Lui è lì fermo col suo bastone sulle spalle e le mani aggrappate che lo tengono fermo, mi dice in perfetto italiano “sono un ex ascaro dell’esercito  italiano, ho servito l’Italia col grado di Sciumbash, (purtroppo io non conosco il susseguirsi dei gradi conferiti agli ascari, né i nomi attribuiti)  al comando del generale Lorenzini ho combattuto a Keren, ho novanta anni e sulla vera età del personaggio mi permetto di avere dei dubbi in quanto nessun eritreo è in grado di conoscere l’anno della propria nascita secondo il calendario comune….si riferiscono sempre a qualche calamità naturale o evento speciale per risalire in qualche modo alla propria età.

Comunque le sue mani scheletriche e un  po’ rattrappite insieme con lo sguardo attento ma un po’ velato dalle cataratte e i denti completamente assenti, denunciavano l’età avanzata non così la sua mente completamente lucida nel ragionamento e nel ricordare! Si trattava proprio di un anziano ascaro fedele al suo ruolo e al popolo italiano.  

Tutte le mattine lo incontravo sulla scala dello zoppo e lì la conversazione si faceva sempre più interessante. E’ incredibile come parlasse bene la nostra lingua, senza errori né inflessioni. I suoi racconti erano sempre più interessanti, dalla battaglia di Keren alla sua vita di anziano soldato, è stato un excursus interessantissimo, commovente davvero. Parlare così dell’Italia non era cosa comune da parte degli eritrei di oggi.

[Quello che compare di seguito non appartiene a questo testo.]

PR #678, opened 2023-02-15
feat: add support for injecting variables into nested paths

fiam:
Add an optional `on:` argument to:

- `@fromClaim`
- `@injectGeneratedUUID`
- `@injectCurrentDateTime`
- `@injectEnvironmentVariable`
- `@jsonSchema`

This new argument allows specifying a path inside the object to set the value. Update these directives to make them
repeatable and add tests as well as update docs to reflect these changes.


fiam:
Pending docs update

docs-website/src/pages/docs/directives-reference/from-claim-directive.md
```diff
@@ -111,4 +111,26 @@ mutation ($shopID: Int! @fromClaim(name: SHOPID), $productID: Int!) {
...
+We can use `@fromClaim` to set the value of `code` using:
+
+```graphql
+mutation ($filter: countries_CountryFilterInput! @fromClaim(name: COUNTRY_CODE, on: "code")) {
+  countries_Countries(filter: $filter) {
+    id
+    name
+  }
+}
+```
```
Pagebakers, line 136: Will input.filter.code be available in the generated client? or is it removed just like regular claims?

What happens when I use a non existing field name in `on`? Some more explanation would be great.

docs-website/src/pages/docs/directives-reference/inject-current-datetime-directive.md
```diff
@@ -169,13 +153,36 @@ mutation (
...
+  email: String!
+  name: String!
+  createdAt: DateTime!
+}
+```
+
+We can use `@injectCurrentDateTime` to set the value of `createdAt` using:
+
+```graphql
+mutation ($input: createUserInput! @injectCurrentDateTime(on: "createdAt")) {
```
Pagebakers, line 181: Can I inject multiple values into the input?

For example?
```
$input: createUserInput! @injectCurrentDateTime(on: "createdAt") @injectEnvironmentVariable(name: "ID", on: "shopId")
```

docs-website/src/pages/docs/directives-reference/json-schema-directive.md
```diff
@@ -152,3 +152,28 @@ successfully. If it has boolean value true, the instance validates
...
+  id: String!
+  email: String!
+  name: String!
+}
+```
+
+We can use `@jsonSchema` to set the JSON schema of `id` using:
+
+```graphql
+mutation ($input: createUserInput! @jsonSchema(pattern: "[0-9]+", on: "id")) {
```
Pagebakers, line 172: Nice! Like my previous comment, can I add patterns to multiple fields in $input?

Pagebakers (changes requested):
Good stuff, I'd like to clarify the documentation a bit.

It seems that the directives are now 'repeatable' but I'm not sure, if so please add some examples to the docs as well to make it clear to the dev.

docs-website/src/pages/docs/directives-reference/json-schema-directive.md
jensneuse: This was the intended design, but we need to ask @fiam for clarification.

fiam: All these directives can be used multiple times, targeting different fields. I'll update the documentation to explain that better.

docs-website/src/pages/docs/directives-reference/from-claim-directive.md
fiam: Targeting an invalid field in the on argument will throw an error during generation, but not a very obvious one. I'll update it to provide a better error message.

Injected paths are removed from the operation input's schema, but I have not tested how that affects the generate client. I'll check it.

spetrunin:
seems at the moment prevent infinite recursive calls logic somehow is not working

so recursive hooks tests are commented out in the main branch
https://github.com/wundergraph/wundergraph/blob/main/testapps/hooks/test/index.test.ts#L10

fiam:
> seems at the moment prevent infinite recursive calls logic somehow is not working
> 
> so recursive hooks tests are commented out in the main branch [`main`/testapps/hooks/test/index.test.ts#L10](https://github.com/wundergraph/wundergraph/blob/main/testapps/hooks/test/index.test.ts?rgh-link-date=2023-02-22T21%3A12%3A16Z#L10)

That's weird, they were working for me and they still are. I'll submit a PR.

docs-website/src/pages/docs/directives-reference/json-schema-directive.md
fiam: I've updated the docs to clarify that all these directives can be used multiple times and combined.

docs-website/src/pages/docs/directives-reference/inject-current-datetime-directive.md
fiam: Docs updated to reflect that you can

docs-website/src/pages/docs/directives-reference/from-claim-directive.md
fiam: Injected values are removed from the generated client inputs, but we're not removing them from the internal operations yet (tracked in ENG-1350). I've added a better error message when a referenced field doesn't exist.

image

Pagebakers (approved):

devsergiy (approved):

Il personaggio aveva visitato un pezzetto d’Italia in occasione della mostra dell’Impero avvenuta nell’ anno 1937 a Roma, l’ascaro in questione ne faceva parte col suo battaglione. I suoi figli avevano frequentato la scuola italiana mantenendo così anche in casa il nostro idioma e lui i suoi racconti come stava facendo ora con me.

Purtroppo non è  stato così con altri eritrei coi quali ho parlato, loro parlavano senza aver mai vissuto il colonialismo italiano, senza avere mai vissuto la guerra che portò l’Italia alla sconfitta…senza avere mai visto la crescita della loro città, Asmara, sorta sulle rovine di quattro villaggi sorti lungo le sponde del Maibelà, palazzi al posto di biet e tucul, la teleferica Massaua/Asmara spettacolare per funzionalità e ingegno riconosciuto in tutto il mondo, sostituzione a carovane  insieme a rete stradale e ferroviaria… solo per sentito dire sanno che l’europeo si affaccia in Africa solo per sfruttare e portar via tutto ciò che può.

L’Italia cosa ha portato via all’Eritrea? E cosa ha lasciato in Eritrea? Io personalmente ci ho lasciato il cuore e portato via un ‘esperienza indimenticabile e irripetibile. Tanti pensieri si sono affacciati alla mia mente nel rileggere descrizioni e nel riguardare  immagini che Protasio ha inviato a noi ex  coloniali fedeli amici dell’Eritrea.